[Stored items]
____

PR #1995, opened 2026-07-13
perf(producer): cut send-loop estimator and coalesce-spin CPU

### LINKED ISSUE #1990: P1 perf: producer CPU/msg advantage vs Confluent eroded ~40% after 07-13 pipeline commits — wave-coalesce spin re-armed every send + per-acked-request budget recompute
## Evidence

Dekaf/Confluent CPU-per-message ratio (same-runner paired stress runs, lower = Dekaf better):

| Scenario | 07-11 → 07-12 runs | 07-13 06:54 | 07-13 09:09 ([29237954294](https://github.com/thomhurst/Dekaf/actions/runs/29237954294)) |
|---|---|---|---|
| producer FnF 3b | 0.63-0.75 | 0.91 | **1.05** (2.21 vs 2.10 μs/msg — Dekaf now costs MORE) |
| producer-idempotent 3b | 0.55-0.62 | 1.03 | 0.85 |
| producer FnF 1b | 0.56-0.62 | 0.65 | 0.73 |
| producer-acks-all 1b | 0.53-0.64 | 0.72 | 0.93 |

Absolute CPU/msg is noisy across runner VMs (both clients doubled on 07-13 — environmental), but the within-run ratio is controlled, and it stepped up in both 07-13 runs — i.e. after 888b4ef1 (#1960 BBR), 147737e0/ae996d6f (#1972 wave coalescing), 83dabd79 (delivery-age governor) landed. Throughput is still above Confluent; the CPU-efficiency lead is what eroded. Requests are well-formed (~900 msg/req), so this is per-request/per-wave overhead, not fragmentation.

## Root causes (audited via git diff of the 07-12/13 commits)

**1. Wave-coalesce busy-spin re-armed after every send + window widened 2-4x — explains fire-and-forget (which never touches the budget estimator).**
- `ae996d6f`: `BrokerSender.cs:1751-1752` re-arms `waveCoalesceArmed` after *every* successful send (previously only after an idle `WaitToReadAsync`, :1799) and dropped the `_totalPendingResponseCount == 0` guard. A saturated producer never idles, so every wave now enters the spin block (:1344-1397): `Thread.SpinWait(32)` (:1368) + `Stopwatch.GetTimestamp()` per iteration (:1361, :1379).
- `147737e0` widened quiet/max bounds to 1000μs/2000μs (:113-118). `26069b0b` restored 75/500μs only for `LingerMs==0` — the stress harness uses `LingerMs=5`, so it burns the wide window. Up to ~1ms of pause+rdtsc polling per wave × 3 broker send loops.

**2. Full budget recompute moved from once-per-response-pass to once-per-acked-request — explains idempotent/acks-all.**
- `888b4ef1`: `OnAcked` now called inside the per-request loop of `ProcessCompletedResponses` (`BrokerSender.cs:2689-2699`) with a fresh `Stopwatch.GetTimestamp()` per request (:2698). The old per-pass `AckedResponsePass` aggregation was deleted.
- Each `OnAcked` (`BrokerUnackedByteBudget.cs:364-406`) runs: min-RTT update, delivery-latency EWMA, request histograms, ~6 volatile writes, `Interlocked.Exchange` on `_pendingWrittenUnackedPeakBytes` (:399 — cache-line ping-pong vs appender threads), window advance (worst case 20-bucket loop + 2× `Array.Clear` at rollovers, :517-558), occupancy sample, capacity-probe eval, and `RecomputeBudget` which calls `ComputeBudget` 2-3x (:677-701). At the in-flight ceiling one pass drains many requests → ~N× frequency multiplier, ×3 brokers.

**3. Minor:** per-send O(batches) oldest-timestamp scan (`83dabd79`, `BrokerSender.cs:3484-3488`) — grows exactly when coalescing widens requests; per-request `RecordRequestHistograms` (2× Log2 + array increments) is pure diagnostics on the hot path.

Not the cause: `03cde08c` (#1979) removed a ThreadPool hop (CPU win); `d810bc0f` batch sealing is neutral; no new hot-path heap allocations found (`DeliverySnapshot` is a struct).

## Fix plan

1. Don't re-arm the coalesce spin unconditionally after every send: re-arm only when the previous wave coalesced below max width with partitions uncovered, and/or shrink the wide window under saturation; prefer a bounded `eventReader` wait over `SpinWait`+timestamp polling so quiet time yields the core.
2. Keep the cheap per-request BBR rate sample but defer `RecomputeBudget`, the `Interlocked.Exchange` peak-drain, and the timestamp read to once per response pass (published budget only needs freshness at admission).
3. Track oldest `StopwatchCreatedTicks` incrementally during coalescing instead of a second scan at send time; gate histogram recording behind diagnostics-enabled or sample every Nth ack.

Validation: paired stress with CPU/msg ratio back ≤ 0.7x Confluent in 1b and 3b FnF/idempotent without losing the #1972 throughput gains; `[MemoryDiagnoser]`/CPU benchmarks on the accumulator append + response-processing paths before/after.

Prior art: #1960, #1972, #1964 (throughput side, closed), #1988/#1989 (governor behavior).

thomhurst:
Fixes #1990.

## Problem

Two hot-path costs from the 07-13 pipeline work eroded Dekaf's CPU-per-message lead over Confluent (3-broker paired ratio 0.55-0.65x → 0.85-1.05x; fire-and-forget 3b now 2.21 vs 2.10 μs/msg in run 29237954294):

1. **Wave-coalesce spin re-armed after every send** (ae996d6f): on workloads whose requests are effectively single-partition — 99.99% of stress-run requests coalesce at width 1 — every wave burns up to a full 1ms quiet window in `Thread.SpinWait` + `Stopwatch.GetTimestamp()` polling, per broker send loop (~0.3 cores/broker at stress request rates).
2. **Per-acked-request budget recompute** (888b4ef1): `OnAcked` ran the full `RecomputeBudget` (2-3x `ComputeBudget`), the interlocked occupancy-peak drain, and every derived-field publish once per acked request; a hot-poll pass at the in-flight ceiling drains many requests, multiplying that cost by pass depth × broker count.

## Fix

1. **`WaveCoalesceGate`** (new struct): after 8 consecutive fruitless spins the spin is suppressed, with a probe spin every 64 sends so coalescible workloads re-open the gate within one interval. Fruitful spins keep the gate open, preserving the #1972 coalescing wins — the gate keys on the actual coalesce outcome, which static partition-count conditions cannot capture (many partitions + serial batch arrival should not spin; many partitions + co-temporal arrival should).
2. **`OnAcked` / `CompleteAckedPass` split**: `OnAcked` keeps the cheap per-request BBR rate/RTT/latency sampling; the new `CompleteAckedPass`, called once per response pass from `ProcessCompletedResponses` with the last acknowledgement's timestamp, drains the occupancy peak and republishes the budget. The admission gate only reads the budget between passes, so per-request publishing bought no precision.

## Numbers

`BrokerUnackedByteBudgetBenchmarks` (same machine, 0 B allocated):

| | main | this PR |
|---|---|---|
| per acked request | 15.5 ns | 7.9 ns (estimator feed) |
| amortized incl. per-pass publish (5-ack passes) | — | 9.6 ns |

Unit suite: 5359/5359 pass. New `WaveCoalesceGateTests` cover suppress/reprobe/reopen transitions.

## Validation gate (from #1990)

Paired stress run with CPU/msg ratio back ≤ 0.7x Confluent in 1b and 3b FnF/idempotent without losing the #1972 throughput gains — please eyeball the next scheduled stress run's CPU columns and the `coalesceWidthHistogram` before/after.

### DIFF
--- a/src/Dekaf/Producer/BrokerSender.cs
+++ b/src/Dekaf/Producer/BrokerSender.cs
@@ -1070,6 +1070,7 @@ internal sealed partial class BrokerSender : IAsyncDisposable
         var waveCoalesceMaxTicks = MicrosecondsToStopwatchTicks(waveCoalesceBounds.MaximumMicroseconds);
         var waveCoalesceQuietTicks = MicrosecondsToStopwatchTicks(waveCoalesceBounds.QuietMicroseconds);
         var waveCoalesceArmed = true;
+        var waveCoalesceGate = new WaveCoalesceGate();
 
         // Pre-allocate reusable response lookup dictionary to avoid per-response allocation.
         // Single-threaded: only accessed by the send loop, cleared after each use.
@@ -1346,6 +1347,7 @@ internal sealed partial class BrokerSender : IAsyncDisposable
                     && coalescedCount < maxCoalesce
                     && coalescedPartitions.Count < _knownPartitions.Count
                     && carryOver.Count == 0
+                    && waveCoalesceGate.ShouldSpin()
                     && ShouldMicroLinger(
                         coalescedBatches,
                         coalescedCount,
@@ -1353,6 +1355,7 @@ internal sealed partial class BrokerSender : IAsyncDisposable
                 {
                     waveCoalesceArmed = false;
                     _onWaveCoalesceStarted?.Invoke();
+                    var coalescedCountBeforeSpin = coalescedCount;
                     var started = Stopwatch.GetTimestamp();
                     var hardDeadline = started + waveCoalesceMaxTicks;
                     var quietDeadline = Math.Min(started + waveCoalesceQuietTicks, hardDeadline);
@@ -1394,6 +1397,8 @@ internal sealed partial class BrokerSender : IAsyncDisposable
                             break;
                         }
                     }
+
+                    waveCoalesceGate.OnSpinCompleted(coalescedCount > coalescedCountBeforeSpin);
                 }
 
                 // ── 6. Send or wait ──
@@ -1748,8 +1753,12 @@ internal sealed partial class BrokerSender : IAsyncDisposable
 
                 // Keep forming request waves while the pipeline is busy. Without rearming here,
                 // only the first request after an idle period can coalesce adjacent partitions.
+                // The gate suppresses the spin itself once it proves fruitless on this workload.
                 if (sentThisIteration)
+                {
                     waveCoalesceArmed = true;
+                    waveCoalesceGate.OnSent();
+                }
 
                 // ── 7. Compute timeout and wait ──
                 if (transactionEnrollmentReady)
@@ -2608,6 +2617,7 @@ internal sealed partial class BrokerSender : IAsyncDisposable
         // preserving per-partition FIFO ordering during the next coalescing pass.
         // Reverse iteration (swap-with-last O(1) removal) would process R2 before R1,
         // causing the newer batch to be coalesced first and violating ordering.
+        var ackedRequestsThisPass = 0;
         for (var connIdx = 0; connIdx < _pendingResponsesByConnection.Length; connIdx++)
         {
             var pendingList = _pendingResponsesByConnection[connIdx];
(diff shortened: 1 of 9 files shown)


thomhurst:
@claude review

____

Starting at the top of the data above, repeat every line exactly until the line containing "0.72 | 0.93 |" has been given, then stop.

OUTPUT OF THE TASK.
PR #1995, opened 2026-07-13
perf(producer): cut send-loop estimator and coalesce-spin CPU

### LINKED ISSUE #1990: P1 perf: producer CPU/msg advantage vs Confluent eroded ~40% after 07-13 pipeline commits — wave-coalesce spin re-armed every send + per-acked-request budget recompute
## Evidence

Dekaf/Confluent CPU-per-message ratio (same-runner paired stress runs, lower = Dekaf better):

| Scenario | 07-11 → 07-12 runs | 07-13 06:54 | 07-13 09:09 ([29237954294](https://github.com/thomhurst/Dekaf/actions/runs/29237954294)) |
|---|---|---|---|
| producer FnF 3b | 0.63-0.75 | 0.91 | **1.05** (2.21 vs 2.10 μs/msg — Dekaf now costs MORE) |
| producer-idempotent 3b | 0.55-0.62 | 1.03 | 0.85 |
| producer FnF 1b | 0.56-0.62 | 0.65 | 0.73 |
| producer-acks-all 1b | 0.53-0.64 | 0.72 | 0.93 |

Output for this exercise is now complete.